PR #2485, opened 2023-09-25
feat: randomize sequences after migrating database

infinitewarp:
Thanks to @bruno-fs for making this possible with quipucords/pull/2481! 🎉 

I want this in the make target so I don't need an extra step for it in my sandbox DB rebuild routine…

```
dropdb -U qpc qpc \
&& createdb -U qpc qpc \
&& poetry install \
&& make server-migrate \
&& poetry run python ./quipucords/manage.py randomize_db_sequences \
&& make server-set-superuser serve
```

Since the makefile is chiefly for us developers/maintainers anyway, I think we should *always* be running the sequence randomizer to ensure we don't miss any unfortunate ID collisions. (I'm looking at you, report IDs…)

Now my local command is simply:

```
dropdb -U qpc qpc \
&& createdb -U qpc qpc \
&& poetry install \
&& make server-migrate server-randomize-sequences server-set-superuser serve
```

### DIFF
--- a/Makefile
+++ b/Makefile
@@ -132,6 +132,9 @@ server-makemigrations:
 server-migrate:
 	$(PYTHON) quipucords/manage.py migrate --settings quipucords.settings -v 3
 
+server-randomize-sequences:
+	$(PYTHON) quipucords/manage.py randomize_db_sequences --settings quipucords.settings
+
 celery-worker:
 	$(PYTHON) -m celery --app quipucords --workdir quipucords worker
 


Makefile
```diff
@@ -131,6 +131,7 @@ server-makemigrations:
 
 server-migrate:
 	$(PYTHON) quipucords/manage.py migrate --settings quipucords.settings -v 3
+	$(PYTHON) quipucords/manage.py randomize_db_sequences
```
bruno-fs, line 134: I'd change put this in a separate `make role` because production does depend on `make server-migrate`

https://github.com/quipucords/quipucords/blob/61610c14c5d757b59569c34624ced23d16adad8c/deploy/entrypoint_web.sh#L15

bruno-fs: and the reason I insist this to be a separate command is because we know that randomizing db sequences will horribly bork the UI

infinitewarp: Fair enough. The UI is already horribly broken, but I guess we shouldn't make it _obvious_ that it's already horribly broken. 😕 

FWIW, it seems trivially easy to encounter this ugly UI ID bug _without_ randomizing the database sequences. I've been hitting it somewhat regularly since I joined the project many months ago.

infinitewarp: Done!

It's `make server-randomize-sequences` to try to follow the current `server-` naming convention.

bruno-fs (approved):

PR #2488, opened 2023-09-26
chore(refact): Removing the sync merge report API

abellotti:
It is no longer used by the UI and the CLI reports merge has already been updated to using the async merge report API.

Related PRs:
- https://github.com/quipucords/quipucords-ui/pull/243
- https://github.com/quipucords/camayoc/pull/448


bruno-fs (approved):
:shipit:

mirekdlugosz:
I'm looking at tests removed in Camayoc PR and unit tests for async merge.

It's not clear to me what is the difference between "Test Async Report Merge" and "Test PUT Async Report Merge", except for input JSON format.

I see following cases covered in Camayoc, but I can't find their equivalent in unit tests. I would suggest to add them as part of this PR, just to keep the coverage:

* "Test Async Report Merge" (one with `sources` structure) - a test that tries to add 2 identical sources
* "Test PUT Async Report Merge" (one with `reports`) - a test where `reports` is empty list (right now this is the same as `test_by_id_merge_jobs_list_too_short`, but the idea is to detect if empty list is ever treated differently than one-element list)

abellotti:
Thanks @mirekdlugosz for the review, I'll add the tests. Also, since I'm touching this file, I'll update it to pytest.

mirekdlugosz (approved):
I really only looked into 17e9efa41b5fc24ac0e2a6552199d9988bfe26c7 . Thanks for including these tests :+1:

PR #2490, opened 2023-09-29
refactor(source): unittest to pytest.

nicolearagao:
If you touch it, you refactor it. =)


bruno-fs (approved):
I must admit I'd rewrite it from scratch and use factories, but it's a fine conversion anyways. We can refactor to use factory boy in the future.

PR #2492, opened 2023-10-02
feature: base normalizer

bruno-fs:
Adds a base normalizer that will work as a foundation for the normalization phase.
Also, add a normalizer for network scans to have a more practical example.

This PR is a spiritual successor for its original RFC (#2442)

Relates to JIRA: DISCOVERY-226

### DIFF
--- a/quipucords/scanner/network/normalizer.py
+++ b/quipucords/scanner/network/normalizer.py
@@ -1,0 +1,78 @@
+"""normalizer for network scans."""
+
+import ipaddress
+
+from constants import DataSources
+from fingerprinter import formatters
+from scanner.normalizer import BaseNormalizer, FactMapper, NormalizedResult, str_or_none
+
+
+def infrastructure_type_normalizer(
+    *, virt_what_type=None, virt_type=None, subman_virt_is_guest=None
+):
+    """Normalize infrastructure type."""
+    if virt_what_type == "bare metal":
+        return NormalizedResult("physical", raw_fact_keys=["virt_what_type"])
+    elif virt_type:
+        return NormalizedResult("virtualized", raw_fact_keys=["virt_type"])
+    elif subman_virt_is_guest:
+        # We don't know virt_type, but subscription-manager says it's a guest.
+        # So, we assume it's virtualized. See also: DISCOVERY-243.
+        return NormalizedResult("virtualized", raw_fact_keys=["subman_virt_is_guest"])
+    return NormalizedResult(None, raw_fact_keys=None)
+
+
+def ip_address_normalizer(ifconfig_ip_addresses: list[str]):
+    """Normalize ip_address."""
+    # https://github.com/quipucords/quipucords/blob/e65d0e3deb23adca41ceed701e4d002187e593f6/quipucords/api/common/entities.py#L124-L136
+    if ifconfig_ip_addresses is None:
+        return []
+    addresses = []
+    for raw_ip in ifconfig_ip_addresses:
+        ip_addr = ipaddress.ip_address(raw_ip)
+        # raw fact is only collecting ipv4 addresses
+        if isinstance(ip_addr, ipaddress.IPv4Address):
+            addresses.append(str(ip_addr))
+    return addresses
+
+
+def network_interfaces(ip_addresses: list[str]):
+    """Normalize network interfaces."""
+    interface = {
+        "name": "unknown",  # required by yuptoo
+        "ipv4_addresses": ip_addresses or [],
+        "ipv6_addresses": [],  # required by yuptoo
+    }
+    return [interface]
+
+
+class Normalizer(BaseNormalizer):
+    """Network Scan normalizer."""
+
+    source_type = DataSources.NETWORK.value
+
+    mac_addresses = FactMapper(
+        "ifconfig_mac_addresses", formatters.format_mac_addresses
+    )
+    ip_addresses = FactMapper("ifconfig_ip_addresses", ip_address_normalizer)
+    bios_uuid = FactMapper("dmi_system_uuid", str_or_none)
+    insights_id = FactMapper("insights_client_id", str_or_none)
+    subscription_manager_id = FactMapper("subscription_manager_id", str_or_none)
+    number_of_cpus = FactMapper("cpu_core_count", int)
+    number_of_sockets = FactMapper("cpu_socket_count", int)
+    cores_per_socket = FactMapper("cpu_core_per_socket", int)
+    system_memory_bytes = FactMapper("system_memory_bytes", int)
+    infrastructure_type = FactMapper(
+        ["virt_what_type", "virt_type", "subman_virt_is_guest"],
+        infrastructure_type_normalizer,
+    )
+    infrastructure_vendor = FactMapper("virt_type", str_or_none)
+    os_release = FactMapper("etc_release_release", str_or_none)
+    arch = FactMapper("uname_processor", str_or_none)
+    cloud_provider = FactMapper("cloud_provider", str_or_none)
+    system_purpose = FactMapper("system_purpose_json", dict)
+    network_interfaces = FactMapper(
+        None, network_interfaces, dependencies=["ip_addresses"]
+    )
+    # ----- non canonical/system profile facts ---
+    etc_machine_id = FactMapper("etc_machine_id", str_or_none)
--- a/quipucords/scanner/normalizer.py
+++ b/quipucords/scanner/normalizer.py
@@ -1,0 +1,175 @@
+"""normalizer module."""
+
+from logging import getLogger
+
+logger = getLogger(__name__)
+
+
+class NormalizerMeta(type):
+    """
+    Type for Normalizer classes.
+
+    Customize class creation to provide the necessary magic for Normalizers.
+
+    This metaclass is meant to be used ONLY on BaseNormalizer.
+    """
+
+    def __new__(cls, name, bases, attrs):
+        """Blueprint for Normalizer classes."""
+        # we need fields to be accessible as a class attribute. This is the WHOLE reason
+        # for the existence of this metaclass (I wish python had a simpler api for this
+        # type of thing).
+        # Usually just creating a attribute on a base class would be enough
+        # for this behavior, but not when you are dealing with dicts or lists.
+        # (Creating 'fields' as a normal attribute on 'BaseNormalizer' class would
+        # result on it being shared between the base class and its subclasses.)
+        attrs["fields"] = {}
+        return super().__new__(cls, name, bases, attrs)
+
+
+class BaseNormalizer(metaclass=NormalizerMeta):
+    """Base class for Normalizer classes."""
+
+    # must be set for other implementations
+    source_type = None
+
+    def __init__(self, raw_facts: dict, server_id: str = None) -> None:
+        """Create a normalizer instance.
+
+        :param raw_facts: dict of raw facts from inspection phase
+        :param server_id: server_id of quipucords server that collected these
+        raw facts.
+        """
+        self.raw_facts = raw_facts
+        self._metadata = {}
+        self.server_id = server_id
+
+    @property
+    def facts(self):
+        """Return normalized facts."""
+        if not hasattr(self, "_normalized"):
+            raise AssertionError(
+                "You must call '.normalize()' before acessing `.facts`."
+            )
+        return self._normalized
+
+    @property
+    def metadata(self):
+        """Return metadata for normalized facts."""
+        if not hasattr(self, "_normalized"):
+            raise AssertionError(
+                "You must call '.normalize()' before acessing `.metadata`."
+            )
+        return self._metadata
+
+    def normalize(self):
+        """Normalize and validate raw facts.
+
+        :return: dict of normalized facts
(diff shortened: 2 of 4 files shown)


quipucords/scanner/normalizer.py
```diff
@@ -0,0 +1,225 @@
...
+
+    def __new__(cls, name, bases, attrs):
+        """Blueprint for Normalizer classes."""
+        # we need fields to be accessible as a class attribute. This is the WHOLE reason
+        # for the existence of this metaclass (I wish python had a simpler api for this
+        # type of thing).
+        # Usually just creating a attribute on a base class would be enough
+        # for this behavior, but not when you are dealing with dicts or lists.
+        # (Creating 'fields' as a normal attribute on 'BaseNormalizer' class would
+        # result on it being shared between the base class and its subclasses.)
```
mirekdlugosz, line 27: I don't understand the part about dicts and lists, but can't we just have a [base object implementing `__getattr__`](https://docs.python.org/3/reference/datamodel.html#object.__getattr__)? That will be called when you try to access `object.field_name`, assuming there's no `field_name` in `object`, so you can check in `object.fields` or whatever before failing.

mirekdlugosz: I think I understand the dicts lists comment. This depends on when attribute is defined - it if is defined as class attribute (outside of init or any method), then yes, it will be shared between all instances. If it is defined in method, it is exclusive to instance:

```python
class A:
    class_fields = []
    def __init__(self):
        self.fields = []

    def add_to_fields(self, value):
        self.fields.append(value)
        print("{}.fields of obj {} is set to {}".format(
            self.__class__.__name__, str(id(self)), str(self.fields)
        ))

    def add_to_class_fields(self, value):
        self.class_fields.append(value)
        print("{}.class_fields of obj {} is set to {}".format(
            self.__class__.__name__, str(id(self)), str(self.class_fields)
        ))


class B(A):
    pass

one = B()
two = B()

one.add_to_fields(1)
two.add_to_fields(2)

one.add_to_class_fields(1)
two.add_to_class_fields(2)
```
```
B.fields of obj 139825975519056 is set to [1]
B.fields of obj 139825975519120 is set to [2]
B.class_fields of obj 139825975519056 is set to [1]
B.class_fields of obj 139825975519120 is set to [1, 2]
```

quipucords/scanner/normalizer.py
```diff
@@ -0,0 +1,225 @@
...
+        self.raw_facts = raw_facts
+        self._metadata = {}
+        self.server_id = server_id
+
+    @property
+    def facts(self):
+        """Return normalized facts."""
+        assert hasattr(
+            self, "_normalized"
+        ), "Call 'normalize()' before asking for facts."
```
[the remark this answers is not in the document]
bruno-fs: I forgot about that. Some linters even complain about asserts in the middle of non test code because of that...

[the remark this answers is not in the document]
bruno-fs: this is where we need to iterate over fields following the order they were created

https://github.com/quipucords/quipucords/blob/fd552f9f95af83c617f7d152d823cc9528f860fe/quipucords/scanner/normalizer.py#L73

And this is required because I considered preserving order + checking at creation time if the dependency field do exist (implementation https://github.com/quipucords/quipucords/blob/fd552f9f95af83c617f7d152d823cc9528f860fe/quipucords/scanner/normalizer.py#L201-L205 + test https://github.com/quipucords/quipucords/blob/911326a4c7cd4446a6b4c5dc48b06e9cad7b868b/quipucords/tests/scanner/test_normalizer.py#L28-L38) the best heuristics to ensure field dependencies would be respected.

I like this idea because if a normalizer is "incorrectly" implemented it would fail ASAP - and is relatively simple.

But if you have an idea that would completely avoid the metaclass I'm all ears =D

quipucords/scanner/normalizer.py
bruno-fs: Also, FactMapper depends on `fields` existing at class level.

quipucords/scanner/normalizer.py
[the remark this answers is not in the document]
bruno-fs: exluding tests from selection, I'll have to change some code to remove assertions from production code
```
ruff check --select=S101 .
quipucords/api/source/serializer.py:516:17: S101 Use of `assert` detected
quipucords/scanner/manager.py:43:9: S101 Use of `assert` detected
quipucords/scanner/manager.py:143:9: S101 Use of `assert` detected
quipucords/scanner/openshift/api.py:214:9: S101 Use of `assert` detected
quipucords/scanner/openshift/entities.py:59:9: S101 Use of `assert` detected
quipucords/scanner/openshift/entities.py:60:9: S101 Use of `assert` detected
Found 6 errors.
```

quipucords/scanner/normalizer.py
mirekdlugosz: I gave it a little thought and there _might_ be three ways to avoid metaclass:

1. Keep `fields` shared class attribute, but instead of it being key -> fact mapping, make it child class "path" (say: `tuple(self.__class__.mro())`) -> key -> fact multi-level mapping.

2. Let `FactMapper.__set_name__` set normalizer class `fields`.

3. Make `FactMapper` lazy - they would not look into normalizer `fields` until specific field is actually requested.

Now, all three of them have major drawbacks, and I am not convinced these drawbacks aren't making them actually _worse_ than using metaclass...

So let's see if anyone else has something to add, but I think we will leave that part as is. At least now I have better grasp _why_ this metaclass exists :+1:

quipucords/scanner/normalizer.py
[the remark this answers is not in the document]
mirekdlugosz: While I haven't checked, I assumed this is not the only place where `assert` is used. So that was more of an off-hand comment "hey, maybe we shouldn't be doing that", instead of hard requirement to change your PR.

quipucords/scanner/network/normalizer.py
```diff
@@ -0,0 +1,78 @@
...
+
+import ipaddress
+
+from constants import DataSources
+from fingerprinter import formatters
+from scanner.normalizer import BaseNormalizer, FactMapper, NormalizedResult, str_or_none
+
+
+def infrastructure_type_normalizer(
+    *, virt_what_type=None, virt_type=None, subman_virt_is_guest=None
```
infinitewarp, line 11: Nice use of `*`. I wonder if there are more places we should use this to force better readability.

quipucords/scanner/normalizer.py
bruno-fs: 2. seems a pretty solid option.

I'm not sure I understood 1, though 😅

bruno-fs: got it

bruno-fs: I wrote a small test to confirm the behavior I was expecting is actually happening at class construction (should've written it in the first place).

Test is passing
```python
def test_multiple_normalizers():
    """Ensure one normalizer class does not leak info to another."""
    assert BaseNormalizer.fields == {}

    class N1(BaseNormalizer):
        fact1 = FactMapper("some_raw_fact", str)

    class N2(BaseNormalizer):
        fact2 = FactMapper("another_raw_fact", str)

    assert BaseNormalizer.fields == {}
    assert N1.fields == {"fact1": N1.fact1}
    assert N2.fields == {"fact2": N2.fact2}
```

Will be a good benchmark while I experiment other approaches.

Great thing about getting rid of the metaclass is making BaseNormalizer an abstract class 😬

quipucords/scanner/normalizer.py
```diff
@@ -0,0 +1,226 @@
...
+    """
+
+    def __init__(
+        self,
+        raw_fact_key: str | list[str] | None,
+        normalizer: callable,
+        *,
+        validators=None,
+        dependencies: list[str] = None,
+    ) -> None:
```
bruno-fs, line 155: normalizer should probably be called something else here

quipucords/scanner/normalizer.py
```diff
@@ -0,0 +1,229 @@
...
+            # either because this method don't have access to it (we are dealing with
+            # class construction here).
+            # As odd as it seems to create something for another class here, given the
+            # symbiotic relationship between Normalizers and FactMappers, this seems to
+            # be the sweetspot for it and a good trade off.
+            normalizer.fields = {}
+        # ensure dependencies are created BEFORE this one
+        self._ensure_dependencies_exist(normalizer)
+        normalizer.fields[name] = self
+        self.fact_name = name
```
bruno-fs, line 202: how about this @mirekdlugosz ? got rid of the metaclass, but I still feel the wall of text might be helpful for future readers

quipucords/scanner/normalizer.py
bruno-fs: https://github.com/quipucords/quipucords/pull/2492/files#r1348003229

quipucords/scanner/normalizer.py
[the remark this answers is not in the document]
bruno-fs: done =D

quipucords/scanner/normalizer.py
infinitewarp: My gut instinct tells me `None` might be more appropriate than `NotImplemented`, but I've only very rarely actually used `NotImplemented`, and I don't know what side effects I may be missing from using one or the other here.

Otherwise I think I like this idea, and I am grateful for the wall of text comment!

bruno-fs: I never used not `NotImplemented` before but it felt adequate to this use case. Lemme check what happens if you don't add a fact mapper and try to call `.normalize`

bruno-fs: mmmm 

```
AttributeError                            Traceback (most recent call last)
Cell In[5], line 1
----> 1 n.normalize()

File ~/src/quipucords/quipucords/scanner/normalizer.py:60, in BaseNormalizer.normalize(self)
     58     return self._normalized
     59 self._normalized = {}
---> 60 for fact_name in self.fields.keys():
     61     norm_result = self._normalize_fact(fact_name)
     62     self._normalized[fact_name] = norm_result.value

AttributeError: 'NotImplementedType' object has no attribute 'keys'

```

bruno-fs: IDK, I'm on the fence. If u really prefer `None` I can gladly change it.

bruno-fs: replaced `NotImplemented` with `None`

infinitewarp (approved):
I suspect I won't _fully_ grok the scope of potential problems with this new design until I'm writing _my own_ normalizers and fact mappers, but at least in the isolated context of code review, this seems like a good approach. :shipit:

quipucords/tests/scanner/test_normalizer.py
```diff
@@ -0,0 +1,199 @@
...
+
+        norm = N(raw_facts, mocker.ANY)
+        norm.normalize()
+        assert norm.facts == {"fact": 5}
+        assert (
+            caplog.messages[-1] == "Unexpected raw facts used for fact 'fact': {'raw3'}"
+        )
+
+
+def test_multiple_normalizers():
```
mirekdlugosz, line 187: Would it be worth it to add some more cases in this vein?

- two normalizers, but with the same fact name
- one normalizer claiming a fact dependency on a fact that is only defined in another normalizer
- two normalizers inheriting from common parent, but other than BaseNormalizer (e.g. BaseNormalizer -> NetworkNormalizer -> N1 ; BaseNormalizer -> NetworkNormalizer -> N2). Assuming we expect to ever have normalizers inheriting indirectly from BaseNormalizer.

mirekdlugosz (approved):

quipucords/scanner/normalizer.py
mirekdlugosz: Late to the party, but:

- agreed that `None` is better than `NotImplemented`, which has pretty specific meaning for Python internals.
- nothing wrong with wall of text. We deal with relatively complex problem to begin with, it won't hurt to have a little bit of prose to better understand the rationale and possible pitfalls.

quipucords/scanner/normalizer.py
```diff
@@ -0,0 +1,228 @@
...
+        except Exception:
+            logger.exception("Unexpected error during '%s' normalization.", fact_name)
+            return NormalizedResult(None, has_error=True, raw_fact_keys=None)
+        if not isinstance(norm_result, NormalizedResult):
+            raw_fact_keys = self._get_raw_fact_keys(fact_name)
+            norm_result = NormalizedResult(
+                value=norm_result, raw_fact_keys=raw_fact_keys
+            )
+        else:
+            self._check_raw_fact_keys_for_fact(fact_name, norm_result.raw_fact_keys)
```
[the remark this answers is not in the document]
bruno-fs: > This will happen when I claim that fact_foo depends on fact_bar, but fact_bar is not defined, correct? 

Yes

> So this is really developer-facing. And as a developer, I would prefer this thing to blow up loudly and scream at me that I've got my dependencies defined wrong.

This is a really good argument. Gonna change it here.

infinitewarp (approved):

EXERCISE INSTRUCTIONS: Please copy out every line of the preceding listing that carries "more".

ANSWER TO THIS TASK:
Also, add a normalizer for network scans to have a more practical example.
mirekdlugosz: While I haven't checked, I assumed this is not the only place where `assert` is used. So that was more of an off-hand comment "hey, maybe we shouldn't be doing that", instead of hard requirement to change your PR.
infinitewarp, line 11: Nice use of `*`. I wonder if there are more places we should use this to force better readability.
infinitewarp: My gut instinct tells me `None` might be more appropriate than `NotImplemented`, but I've only very rarely actually used `NotImplemented`, and I don't know what side effects I may be missing from using one or the other here.
mirekdlugosz, line 187: Would it be worth it to add some more cases in this vein?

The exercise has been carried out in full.